Dolabellam a te gaudeo primum laudari, deinde etiam amari; nam ea, quae speras Tulliae meae prudentia temperari posse, scio cui tuae epistulae respondeant. quid, si meam legas, quam ego tum ex tuis litteris misi ad Appium? sed quid agas? sic vivitur. quod actum est, di adprobent. spero fore iucundum generum nobis, multumque in eo tua nos humanitas adiuvabit.
The commonwealth troubles me greatly. I favour Curio; I want Caesar to come off honourably; for Pompey I am willing to die; but for all that nothing is dearer to me than the commonwealth itself — in which you do not parade yourself overmuch: for you seem to me to be torn this way and that, because you are both a good citizen and a good friend.
res publica me valde sollicitat. faveo Curioni, Caesarem honestum esse cupio, pro Pompeio emori possum; sed tamen ipsa re publica nihil mihi est carius, in qua tu non valde te iactas; districtus enim mihi videris esse, quod et bonus civis et bonus amicus es.
On my departure from the province, I have set the quaestor, Coelius, in charge of it. “A boy?” you say. But a quaestor; but a young man of noble family; but as nearly all do. There was no one of higher rank to set over it: Pomptinus had left long before; from my brother Quintus it could not be obtained; and even had I left him, ill-wishers would say that I had not in plain fact stepped down from the province after a year, as the Senate had wished, since I had left another self behind. Perhaps they would add this besides: that the Senate had wished men to be set in charge of provinces who had never been so before, whereas my brother had had charge of Asia for three years. As it is, I am not troubled now; had I left my brother, I should fear everything. Lastly — not so much of my own motion as on the example of the two most powerful men in the state, who have embraced all the Cassii and Antonii — I wished, in the case of a young man, not so much to attract him to me as to take care not to alienate him. This decision of mine you must approve, for it cannot now be changed. About Ocella you had written me too little to be clear, and it was not in the dispatches. Your own doings are so well known that even on the far side of the Taurus there has been news of the Matrinius business. As for me, unless the etesian winds delay me at all, I shall, I hope, see you very soon.

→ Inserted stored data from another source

PR #1640, opened 2024-02-13
Improve carousel example

tesk9:
Touches the Component Catalog only.

- improves the Ellie sample code for Carousel
    - we're running into a limit of how long our urls that we send to Ellie can be, so I don't think I can make it much better than it is currently 🤷‍♀️ 
- adds `Tabs` category to the CC for convenience
- adds descriptions of each view type to the Carousel example

### Before

noredink-ui netlify app_ (6)

### After

localhost_8000_ (16)

### DIFF
--- a/component-catalog/src/Category.elm
+++ b/component-catalog/src/Category.elm
@@ -32,6 +32,7 @@ type Category
     | Animations
     | Progress
     | Navigation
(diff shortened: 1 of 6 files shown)


charbelrami (approved):
Looks great!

ego de provincia decedens quaestorem Coelium praeposui provinciae. ’ puerum?’ inquis. at quaestorem, at nobilem adulescentem, at omnium fere exemplo. neque erat superiore honore usus, quem praeficerem. Pomptinus multo ante discesserat; a Quinto fratre impetrari non poterat; quem tamen si reliquissem, dicerent iniqui non me plane post annum, ut senatus voluisset, de provincia decessisse, quoniam alterum me reliquissem. fortasse etiam illud adderent, senatum eos voluisse provinciis praeesse, qui antea non praefuissent, fratrem meum triennium Asiae praefuisse. denique nunc sollicitus non sum; si fratrem reliquissem, omnia timerem. postremo non tam mea sponte quam potentissimorum duorum exemplo, qui omnis Cassios Antoniosque complexi sunt, hominem adulescentem non tam allicere volui quam alienare nolui. hoc tu meum consilium laudes necessest, mutari enim non potest. de Ocella parum ad me plane scripseras et in actis non erat. tuae res gestae ita notae sunt, ut trans montem Taurum etiam de Matrinio sit auditum. ego, nisi quid me etesiae morabuntur, celeriter, ut spero, vos videbo.